#### Material for this task

PR #4236, opened 2026-05-22
SNOW-3556267: Fix AttributeError when write_pandas receives list name…

JonathanStefanov:
   Fixes SNOW-3556267

When Session.write_pandas is called with database= and schema= kwargs, _write_modin_pandas_helper builds a list like ["MY_DB",  "MY_SCHEMA", "MY_TABLE"] and passes it as name to to_snowflake. The below-threshold path re-routes to the Snowflake backend which unpacks that list correctly. The Parquet path passed the whole list to a function that called .upper() on it.

write_pandas already accepts table_name, schema, and database as separate string arguments. So the  #fix splits the list before calling it: last element is always the table name, second-to-last is the schema (if present), first is the database (if 3 parts). Each part is individually converted from Snowflake identifier format to the plain string write_pandas expects.

### DIFF
--- a/src/snowflake/snowpark/modin/plugin/extensions/utils.py
+++ b/src/snowflake/snowpark/modin/plugin/extensions/utils.py
@@ -838,7 +838,7 @@ def pandas_to_snowflake(
     )
     database_converted = (
         _convert_to_snowflake_table_name_to_write_pandas_table_name(name_parts[0])
-        if len(name_parts) >= 3
+        if len(name_parts) == 3
         else None
     )
 
--- a/src/snowflake/snowpark/modin/plugin/extensions/utils.py
+++ b/src/snowflake/snowpark/modin/plugin/extensions/utils.py
@@ -824,6 +824,10 @@ def pandas_to_snowflake(
         )
 
     name_parts = [name] if isinstance(name, str) else list(name)
+    if len(name_parts) > 3:
+        raise ValueError(
+            f"name must have at most 3 parts (database, schema, table), got {len(name_parts)}: {name_parts}"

########

> Required work:
In full and without alteration, return every line above.

> Task output:
PR #4236, opened 2026-05-22
SNOW-3556267: Fix AttributeError when write_pandas receives list name…

JonathanStefanov:
   Fixes SNOW-3556267

When Session.write_pandas is called with database= and schema= kwargs, _write_modin_pandas_helper builds a list like ["MY_DB",  "MY_SCHEMA", "MY_TABLE"] and passes it as name to to_snowflake. The below-threshold path re-routes to the Snowflake backend which unpacks that list correctly. The Parquet path passed the whole list to a function that called .upper() on it.

write_pandas already accepts table_name, schema, and database as separate string arguments. So the  #fix splits the list before calling it: last element is always the table name, second-to-last is the schema (if present), first is the database (if 3 parts). Each part is individually converted from Snowflake identifier format to the plain string write_pandas expects.

### DIFF
--- a/src/snowflake/snowpark/modin/plugin/extensions/utils.py
+++ b/src/snowflake/snowpark/modin/plugin/extensions/utils.py
@@ -838,7 +838,7 @@ def pandas_to_snowflake(
     )
     database_converted = (
         _convert_to_snowflake_table_name_to_write_pandas_table_name(name_parts[0])
-        if len(name_parts) >= 3
+        if len(name_parts) == 3
         else None
     )
 
--- a/src/snowflake/snowpark/modin/plugin/extensions/utils.py
+++ b/src/snowflake/snowpark/modin/plugin/extensions/utils.py
@@ -824,6 +824,10 @@ def pandas_to_snowflake(
         )
 
     name_parts = [name] if isinstance(name, str) else list(name)
+    if len(name_parts) > 3:
+        raise ValueError(
+            f"name must have at most 3 parts (database, schema, table), got {len(name_parts)}: {name_parts}"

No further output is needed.